PR #423, opened 2016-06-10
Fix 0.7.7 regression: broken links to stylesheet and javascript in documentation

Godin:
In #401 we forgot to adapt some files in documentation to new location of resources:

image


Godin:

marchof:
@Godin Thanks for spotting this! I wonder whether we can add a link checking tool to our build to avoid such regressions.

Godin:
@marchof do you have an idea of such tool?

marchof:
@Godin Our own www.eclemma.org site generator does this. Not sure whether also a maven plug-in can help here, e.g.: https://maven.apache.org/plugins/maven-linkcheck-plugin/

PR #421, opened 2016-06-11
Rename dot folder in documentation 

Godin:
With #401 we renamed the `.resources` folder from JaCoCo reports to be more hosting friendly. We should do the same for our own documentation. Currently we have:

    /org.jacoco.doc/docroot/doc/.resources/


Godin:
I think that in contrast with #401 we can safely simply omit dot here.

marchof:
@Godin LGTM, thanks!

-*-*-

What the task requires:
From the listing above, copy every line that holds the string "such".

Expected answer:
@Godin Thanks for spotting this! I wonder whether we can add a link checking tool to our build to avoid such regressions.
@marchof do you have an idea of such tool?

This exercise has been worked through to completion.